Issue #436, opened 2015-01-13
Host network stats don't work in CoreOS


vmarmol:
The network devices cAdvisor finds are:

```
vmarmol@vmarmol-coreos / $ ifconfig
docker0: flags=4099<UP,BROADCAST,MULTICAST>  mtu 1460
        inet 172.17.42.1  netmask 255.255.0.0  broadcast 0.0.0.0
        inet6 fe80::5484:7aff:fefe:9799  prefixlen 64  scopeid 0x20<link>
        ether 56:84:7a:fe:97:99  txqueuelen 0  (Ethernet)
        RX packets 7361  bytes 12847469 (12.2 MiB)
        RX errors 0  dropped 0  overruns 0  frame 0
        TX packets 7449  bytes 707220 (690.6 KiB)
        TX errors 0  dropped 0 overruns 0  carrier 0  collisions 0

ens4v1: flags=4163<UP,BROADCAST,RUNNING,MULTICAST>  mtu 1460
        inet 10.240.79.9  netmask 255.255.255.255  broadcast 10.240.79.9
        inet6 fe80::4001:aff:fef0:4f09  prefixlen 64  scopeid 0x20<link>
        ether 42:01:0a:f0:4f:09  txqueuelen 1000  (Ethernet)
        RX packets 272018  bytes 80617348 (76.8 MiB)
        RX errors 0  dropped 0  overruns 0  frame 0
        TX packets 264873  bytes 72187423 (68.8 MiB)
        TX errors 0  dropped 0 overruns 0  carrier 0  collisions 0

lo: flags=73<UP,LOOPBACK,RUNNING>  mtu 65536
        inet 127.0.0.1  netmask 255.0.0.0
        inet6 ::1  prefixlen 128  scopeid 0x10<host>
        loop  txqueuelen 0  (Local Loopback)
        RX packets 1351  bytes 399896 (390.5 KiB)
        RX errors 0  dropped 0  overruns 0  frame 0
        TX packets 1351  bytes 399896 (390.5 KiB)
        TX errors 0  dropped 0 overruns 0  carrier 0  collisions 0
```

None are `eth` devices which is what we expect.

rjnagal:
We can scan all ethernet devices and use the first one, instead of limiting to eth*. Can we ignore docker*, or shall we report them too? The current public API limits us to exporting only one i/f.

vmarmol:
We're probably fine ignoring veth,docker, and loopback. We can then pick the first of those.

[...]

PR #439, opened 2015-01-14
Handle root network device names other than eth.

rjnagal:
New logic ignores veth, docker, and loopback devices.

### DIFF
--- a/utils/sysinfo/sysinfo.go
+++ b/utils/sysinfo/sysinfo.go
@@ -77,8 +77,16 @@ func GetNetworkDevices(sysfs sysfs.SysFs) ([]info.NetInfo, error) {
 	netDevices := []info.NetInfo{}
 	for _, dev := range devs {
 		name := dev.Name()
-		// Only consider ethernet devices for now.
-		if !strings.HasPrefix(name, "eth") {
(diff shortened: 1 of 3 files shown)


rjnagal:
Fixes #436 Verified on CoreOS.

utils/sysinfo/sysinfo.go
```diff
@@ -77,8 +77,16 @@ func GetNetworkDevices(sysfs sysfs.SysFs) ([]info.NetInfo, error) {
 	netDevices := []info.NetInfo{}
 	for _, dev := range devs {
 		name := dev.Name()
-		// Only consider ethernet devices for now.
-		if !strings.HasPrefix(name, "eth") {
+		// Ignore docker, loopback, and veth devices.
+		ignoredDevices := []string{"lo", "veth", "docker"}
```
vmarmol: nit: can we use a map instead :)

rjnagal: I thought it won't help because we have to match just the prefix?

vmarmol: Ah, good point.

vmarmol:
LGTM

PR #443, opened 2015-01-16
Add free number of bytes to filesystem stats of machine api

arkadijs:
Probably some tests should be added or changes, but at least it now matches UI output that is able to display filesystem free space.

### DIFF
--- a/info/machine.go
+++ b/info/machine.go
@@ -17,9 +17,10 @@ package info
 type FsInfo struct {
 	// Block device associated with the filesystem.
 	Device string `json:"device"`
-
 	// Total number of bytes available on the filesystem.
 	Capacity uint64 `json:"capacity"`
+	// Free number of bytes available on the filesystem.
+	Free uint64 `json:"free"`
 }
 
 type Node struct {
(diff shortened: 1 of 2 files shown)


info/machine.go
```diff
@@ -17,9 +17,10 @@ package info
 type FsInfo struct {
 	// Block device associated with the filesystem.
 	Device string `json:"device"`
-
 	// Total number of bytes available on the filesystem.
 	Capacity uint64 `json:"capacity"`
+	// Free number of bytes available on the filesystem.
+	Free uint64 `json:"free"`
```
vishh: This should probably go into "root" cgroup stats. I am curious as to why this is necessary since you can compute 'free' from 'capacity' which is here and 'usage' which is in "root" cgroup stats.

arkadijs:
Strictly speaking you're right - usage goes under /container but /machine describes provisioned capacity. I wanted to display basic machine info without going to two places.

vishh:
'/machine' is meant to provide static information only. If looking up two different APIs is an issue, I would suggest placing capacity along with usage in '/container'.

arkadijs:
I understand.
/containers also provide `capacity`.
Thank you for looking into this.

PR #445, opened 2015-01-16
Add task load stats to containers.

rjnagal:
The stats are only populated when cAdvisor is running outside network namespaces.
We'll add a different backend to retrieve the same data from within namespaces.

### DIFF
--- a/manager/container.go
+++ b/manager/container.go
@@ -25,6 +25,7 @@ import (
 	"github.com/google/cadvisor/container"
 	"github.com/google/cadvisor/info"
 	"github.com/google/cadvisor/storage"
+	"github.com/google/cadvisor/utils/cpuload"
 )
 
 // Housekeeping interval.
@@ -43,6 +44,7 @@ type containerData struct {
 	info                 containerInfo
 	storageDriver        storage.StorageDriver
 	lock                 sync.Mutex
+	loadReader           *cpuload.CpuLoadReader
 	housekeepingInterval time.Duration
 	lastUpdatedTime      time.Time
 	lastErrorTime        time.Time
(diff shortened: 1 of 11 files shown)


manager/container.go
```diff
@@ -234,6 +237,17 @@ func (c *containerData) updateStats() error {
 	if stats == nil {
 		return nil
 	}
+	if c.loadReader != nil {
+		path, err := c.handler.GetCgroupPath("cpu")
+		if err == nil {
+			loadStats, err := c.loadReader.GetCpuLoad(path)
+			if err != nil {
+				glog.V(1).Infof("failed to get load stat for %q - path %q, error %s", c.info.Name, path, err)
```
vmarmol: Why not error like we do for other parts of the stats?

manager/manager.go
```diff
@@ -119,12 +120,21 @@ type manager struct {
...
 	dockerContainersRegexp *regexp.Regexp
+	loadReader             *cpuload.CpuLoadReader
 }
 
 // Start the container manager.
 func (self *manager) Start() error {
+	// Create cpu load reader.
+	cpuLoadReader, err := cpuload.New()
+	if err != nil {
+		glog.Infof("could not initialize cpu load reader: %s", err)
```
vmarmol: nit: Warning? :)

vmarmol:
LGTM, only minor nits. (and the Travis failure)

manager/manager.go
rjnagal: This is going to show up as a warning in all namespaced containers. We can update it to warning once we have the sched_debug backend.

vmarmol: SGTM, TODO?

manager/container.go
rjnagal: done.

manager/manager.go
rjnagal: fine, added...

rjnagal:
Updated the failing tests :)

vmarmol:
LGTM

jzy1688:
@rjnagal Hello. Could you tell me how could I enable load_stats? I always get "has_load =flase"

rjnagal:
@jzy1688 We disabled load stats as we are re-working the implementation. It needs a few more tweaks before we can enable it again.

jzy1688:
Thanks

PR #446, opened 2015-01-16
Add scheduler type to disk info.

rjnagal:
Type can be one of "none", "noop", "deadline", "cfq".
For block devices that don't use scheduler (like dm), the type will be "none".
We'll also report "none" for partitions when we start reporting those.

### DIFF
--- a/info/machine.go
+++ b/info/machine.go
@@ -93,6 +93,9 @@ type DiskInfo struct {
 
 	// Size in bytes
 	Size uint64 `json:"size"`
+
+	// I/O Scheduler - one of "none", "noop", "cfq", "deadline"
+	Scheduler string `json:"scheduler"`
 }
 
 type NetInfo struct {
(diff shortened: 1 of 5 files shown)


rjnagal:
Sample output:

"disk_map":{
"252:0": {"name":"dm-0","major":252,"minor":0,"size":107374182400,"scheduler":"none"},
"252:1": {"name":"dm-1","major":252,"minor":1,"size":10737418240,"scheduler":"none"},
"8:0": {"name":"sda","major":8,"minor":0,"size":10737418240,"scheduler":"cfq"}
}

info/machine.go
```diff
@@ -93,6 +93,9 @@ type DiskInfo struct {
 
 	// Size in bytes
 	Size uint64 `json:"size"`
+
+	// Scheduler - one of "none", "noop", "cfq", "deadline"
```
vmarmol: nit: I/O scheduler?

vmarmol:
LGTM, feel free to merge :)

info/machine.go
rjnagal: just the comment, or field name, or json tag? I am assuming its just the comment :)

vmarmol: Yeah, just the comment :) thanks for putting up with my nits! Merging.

========

_DIRECTIONS:_ Select every line of the material above holding the word "func" and copy it.

_OUTPUT:_
@@ -77,8 +77,16 @@ func GetNetworkDevices(sysfs sysfs.SysFs) ([]info.NetInfo, error) {
@@ -77,8 +77,16 @@ func GetNetworkDevices(sysfs sysfs.SysFs) ([]info.NetInfo, error) {
@@ -234,6 +237,17 @@ func (c *containerData) updateStats() error {
 func (self *manager) Start() error {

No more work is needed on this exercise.